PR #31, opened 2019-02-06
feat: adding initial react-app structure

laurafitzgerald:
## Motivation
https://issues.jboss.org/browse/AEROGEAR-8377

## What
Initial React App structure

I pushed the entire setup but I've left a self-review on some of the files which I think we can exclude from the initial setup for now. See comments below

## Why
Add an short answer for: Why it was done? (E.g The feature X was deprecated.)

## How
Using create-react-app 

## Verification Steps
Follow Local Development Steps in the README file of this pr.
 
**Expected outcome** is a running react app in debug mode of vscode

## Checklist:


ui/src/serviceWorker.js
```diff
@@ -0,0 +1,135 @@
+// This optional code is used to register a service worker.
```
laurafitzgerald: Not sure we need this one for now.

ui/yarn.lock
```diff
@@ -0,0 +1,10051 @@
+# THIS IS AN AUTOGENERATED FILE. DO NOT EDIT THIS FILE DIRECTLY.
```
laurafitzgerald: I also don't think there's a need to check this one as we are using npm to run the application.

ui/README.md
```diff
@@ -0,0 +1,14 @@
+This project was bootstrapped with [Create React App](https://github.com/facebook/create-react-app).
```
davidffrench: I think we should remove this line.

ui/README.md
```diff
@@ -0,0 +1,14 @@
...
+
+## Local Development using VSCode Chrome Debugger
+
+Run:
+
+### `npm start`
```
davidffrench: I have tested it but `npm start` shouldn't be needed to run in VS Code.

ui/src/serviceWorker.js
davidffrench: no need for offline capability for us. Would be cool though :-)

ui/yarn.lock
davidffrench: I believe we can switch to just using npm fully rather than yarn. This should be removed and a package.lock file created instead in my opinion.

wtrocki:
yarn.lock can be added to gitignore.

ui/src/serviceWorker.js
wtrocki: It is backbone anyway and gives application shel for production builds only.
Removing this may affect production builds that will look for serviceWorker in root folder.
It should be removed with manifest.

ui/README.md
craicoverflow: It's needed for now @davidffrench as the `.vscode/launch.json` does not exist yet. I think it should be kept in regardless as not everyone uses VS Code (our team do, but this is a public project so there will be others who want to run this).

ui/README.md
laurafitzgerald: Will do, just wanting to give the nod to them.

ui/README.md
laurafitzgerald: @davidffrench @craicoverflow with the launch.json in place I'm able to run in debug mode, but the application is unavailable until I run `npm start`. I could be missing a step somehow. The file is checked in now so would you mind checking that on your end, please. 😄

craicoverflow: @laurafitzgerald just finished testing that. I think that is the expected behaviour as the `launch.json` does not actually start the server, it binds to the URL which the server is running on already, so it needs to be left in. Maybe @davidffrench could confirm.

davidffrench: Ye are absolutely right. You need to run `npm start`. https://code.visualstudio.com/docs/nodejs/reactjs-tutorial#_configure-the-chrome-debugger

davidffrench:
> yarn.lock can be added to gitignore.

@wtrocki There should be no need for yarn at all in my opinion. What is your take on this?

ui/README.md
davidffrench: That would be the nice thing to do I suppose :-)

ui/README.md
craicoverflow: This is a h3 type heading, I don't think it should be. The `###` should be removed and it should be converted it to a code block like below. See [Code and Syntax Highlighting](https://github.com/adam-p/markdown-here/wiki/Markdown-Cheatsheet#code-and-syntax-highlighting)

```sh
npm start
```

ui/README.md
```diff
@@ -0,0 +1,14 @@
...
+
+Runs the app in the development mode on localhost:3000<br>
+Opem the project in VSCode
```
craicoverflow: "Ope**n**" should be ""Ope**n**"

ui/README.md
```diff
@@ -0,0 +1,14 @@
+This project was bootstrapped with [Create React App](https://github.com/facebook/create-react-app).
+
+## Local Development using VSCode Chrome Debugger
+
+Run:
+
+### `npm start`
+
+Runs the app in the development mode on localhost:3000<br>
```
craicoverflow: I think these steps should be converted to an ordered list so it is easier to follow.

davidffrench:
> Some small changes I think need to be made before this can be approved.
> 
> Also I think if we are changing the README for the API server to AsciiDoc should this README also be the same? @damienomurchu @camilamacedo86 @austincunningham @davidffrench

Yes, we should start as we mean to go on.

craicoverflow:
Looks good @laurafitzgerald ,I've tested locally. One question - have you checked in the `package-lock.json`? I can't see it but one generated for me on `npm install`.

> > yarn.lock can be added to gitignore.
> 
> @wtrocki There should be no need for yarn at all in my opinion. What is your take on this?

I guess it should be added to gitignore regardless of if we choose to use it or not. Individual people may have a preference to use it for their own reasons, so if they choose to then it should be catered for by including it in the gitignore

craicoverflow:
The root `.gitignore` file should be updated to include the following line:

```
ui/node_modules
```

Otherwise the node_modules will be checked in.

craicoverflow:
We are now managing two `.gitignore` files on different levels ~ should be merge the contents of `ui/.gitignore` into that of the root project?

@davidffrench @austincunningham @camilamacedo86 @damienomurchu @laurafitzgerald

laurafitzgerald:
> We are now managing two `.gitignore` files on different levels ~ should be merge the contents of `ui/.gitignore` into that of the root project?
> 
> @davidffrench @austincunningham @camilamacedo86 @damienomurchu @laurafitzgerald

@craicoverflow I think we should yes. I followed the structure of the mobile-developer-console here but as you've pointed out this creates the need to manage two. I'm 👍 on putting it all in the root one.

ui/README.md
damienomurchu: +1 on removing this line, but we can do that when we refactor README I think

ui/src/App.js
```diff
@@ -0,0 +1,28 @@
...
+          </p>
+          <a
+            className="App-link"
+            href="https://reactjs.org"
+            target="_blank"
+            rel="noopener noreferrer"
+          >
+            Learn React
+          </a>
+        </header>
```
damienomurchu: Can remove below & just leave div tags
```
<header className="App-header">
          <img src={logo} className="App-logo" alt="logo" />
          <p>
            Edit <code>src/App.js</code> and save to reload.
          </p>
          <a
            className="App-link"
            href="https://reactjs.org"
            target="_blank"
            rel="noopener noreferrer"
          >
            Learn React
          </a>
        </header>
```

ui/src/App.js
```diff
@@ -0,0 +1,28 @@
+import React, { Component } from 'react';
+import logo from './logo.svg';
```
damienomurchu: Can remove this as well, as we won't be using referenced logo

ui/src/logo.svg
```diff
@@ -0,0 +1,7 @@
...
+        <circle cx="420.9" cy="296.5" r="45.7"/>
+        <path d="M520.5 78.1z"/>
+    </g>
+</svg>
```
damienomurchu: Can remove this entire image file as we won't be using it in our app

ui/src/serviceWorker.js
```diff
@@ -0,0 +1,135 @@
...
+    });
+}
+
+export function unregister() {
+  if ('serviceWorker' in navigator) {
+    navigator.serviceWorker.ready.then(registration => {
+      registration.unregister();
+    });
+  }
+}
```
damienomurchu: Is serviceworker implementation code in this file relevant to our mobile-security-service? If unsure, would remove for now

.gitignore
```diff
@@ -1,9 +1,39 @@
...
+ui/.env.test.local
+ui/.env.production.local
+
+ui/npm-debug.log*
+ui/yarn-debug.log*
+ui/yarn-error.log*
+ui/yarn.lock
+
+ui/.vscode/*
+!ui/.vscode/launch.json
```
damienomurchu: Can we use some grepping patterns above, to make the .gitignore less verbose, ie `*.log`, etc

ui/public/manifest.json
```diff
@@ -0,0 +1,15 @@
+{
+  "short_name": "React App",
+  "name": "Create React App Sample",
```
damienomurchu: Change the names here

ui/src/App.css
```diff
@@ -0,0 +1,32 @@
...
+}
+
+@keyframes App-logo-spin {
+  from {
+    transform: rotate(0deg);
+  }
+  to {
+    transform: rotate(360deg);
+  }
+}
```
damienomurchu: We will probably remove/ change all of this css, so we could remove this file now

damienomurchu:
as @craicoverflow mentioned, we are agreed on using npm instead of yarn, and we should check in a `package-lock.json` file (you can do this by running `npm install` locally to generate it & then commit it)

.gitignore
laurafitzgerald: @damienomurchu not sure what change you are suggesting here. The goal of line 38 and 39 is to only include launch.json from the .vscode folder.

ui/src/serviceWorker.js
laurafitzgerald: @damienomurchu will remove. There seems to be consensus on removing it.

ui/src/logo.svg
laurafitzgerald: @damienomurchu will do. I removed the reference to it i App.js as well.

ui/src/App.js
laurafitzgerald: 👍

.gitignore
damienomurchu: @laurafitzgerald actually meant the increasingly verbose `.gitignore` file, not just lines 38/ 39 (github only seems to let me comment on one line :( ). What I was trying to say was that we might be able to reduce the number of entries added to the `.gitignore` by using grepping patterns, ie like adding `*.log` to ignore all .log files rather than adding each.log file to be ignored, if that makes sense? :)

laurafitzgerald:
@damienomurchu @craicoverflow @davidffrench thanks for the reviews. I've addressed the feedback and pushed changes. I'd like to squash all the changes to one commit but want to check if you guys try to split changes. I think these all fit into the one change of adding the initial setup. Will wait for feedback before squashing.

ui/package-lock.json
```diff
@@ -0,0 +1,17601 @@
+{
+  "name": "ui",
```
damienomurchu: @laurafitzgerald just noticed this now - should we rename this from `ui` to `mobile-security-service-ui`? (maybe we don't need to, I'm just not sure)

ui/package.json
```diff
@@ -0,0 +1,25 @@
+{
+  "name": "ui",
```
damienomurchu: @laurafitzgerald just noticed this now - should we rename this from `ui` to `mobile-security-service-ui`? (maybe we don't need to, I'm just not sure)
━━━━
** ABOUT THIS EXERCISE **
All lines of the records above with the word "package" in them are to be copied.

** SOLUTION FOR THIS EXERCISE **
davidffrench: I believe we can switch to just using npm fully rather than yarn. This should be removed and a package.lock file created instead in my opinion.
Looks good @laurafitzgerald ,I've tested locally. One question - have you checked in the `package-lock.json`? I can't see it but one generated for me on `npm install`.
as @craicoverflow mentioned, we are agreed on using npm instead of yarn, and we should check in a `package-lock.json` file (you can do this by running `npm install` locally to generate it & then commit it)
ui/package-lock.json
ui/package.json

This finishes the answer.